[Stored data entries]
= Beginning of Section =
PR #861, opened 2026-04-07
Remove arbitrary upper limit on num_vu for schema build

hqakhtar:
Remove the hardcoded upper limit on the number of virtual users for schema building across all database backends. The warehouse/scale-factor count constraint already provides a natural upper bound, making the arbitrary numeric cap redundant. This will help speedup the data population by utilizing a bigger set of workers.

Changes:
- verify_build_threads: remove maximum parameter, validate positive integer only
- gencli.tcl: remove 1024 cap from TPC-C and TPC-H CLI validation
- All database spinboxes: set upper bound to 100000 (matching max warehouse count)
- Update all verify_build_threads callers to drop the third argument

### DIFF
--- a/src/db2/db2opt.tcl
+++ b/src/db2/db2opt.tcl
@@ -498,7 +498,7 @@ proc configdb2tpcc {option} {
         "default" {
             ttk::button $Name -command {
                 set db2_count_ware [ verify_warehouse $db2_count_ware 100000 ]
-                set db2_num_vu [ verify_build_threads $db2_num_vu $db2_count_ware 1024 ]
+                set db2_num_vu [ verify_build_threads $db2_num_vu $db2_count_ware ]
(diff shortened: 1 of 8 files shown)


sm-shaw:
Hi, many thanks for the pull request. Yes this looks very reasonable. The limit was an artifact from a time that systems/core counts were not as performant as today so as a concept this is fine to remove this.
From an overview it looks fine, I will test before approval.
The next TPC-OSS meeting is 14th April around when all the current pull requests are expected to be merged.

sm-shaw (approved):
Reviewed and approved to remove build thread limit.

jamiere-msft (approved):

abondvt89 (approved):

abondvt89:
= End of Section =
▶ _EXERCISE PROMPT_: All of the lines above need to be given again exactly.

▶ _WRITTEN RESPONSE_:
PR #861, opened 2026-04-07
Remove arbitrary upper limit on num_vu for schema build

hqakhtar:
Remove the hardcoded upper limit on the number of virtual users for schema building across all database backends. The warehouse/scale-factor count constraint already provides a natural upper bound, making the arbitrary numeric cap redundant. This will help speedup the data population by utilizing a bigger set of workers.

Changes:
- verify_build_threads: remove maximum parameter, validate positive integer only
- gencli.tcl: remove 1024 cap from TPC-C and TPC-H CLI validation
- All database spinboxes: set upper bound to 100000 (matching max warehouse count)
- Update all verify_build_threads callers to drop the third argument

### DIFF
--- a/src/db2/db2opt.tcl
+++ b/src/db2/db2opt.tcl
@@ -498,7 +498,7 @@ proc configdb2tpcc {option} {
         "default" {
             ttk::button $Name -command {
                 set db2_count_ware [ verify_warehouse $db2_count_ware 100000 ]
-                set db2_num_vu [ verify_build_threads $db2_num_vu $db2_count_ware 1024 ]
+                set db2_num_vu [ verify_build_threads $db2_num_vu $db2_count_ware ]
(diff shortened: 1 of 8 files shown)


sm-shaw:
Hi, many thanks for the pull request. Yes this looks very reasonable. The limit was an artifact from a time that systems/core counts were not as performant as today so as a concept this is fine to remove this.
From an overview it looks fine, I will test before approval.
The next TPC-OSS meeting is 14th April around when all the current pull requests are expected to be merged.

sm-shaw (approved):
Reviewed and approved to remove build thread limit.

jamiere-msft (approved):

abondvt89 (approved):

abondvt89:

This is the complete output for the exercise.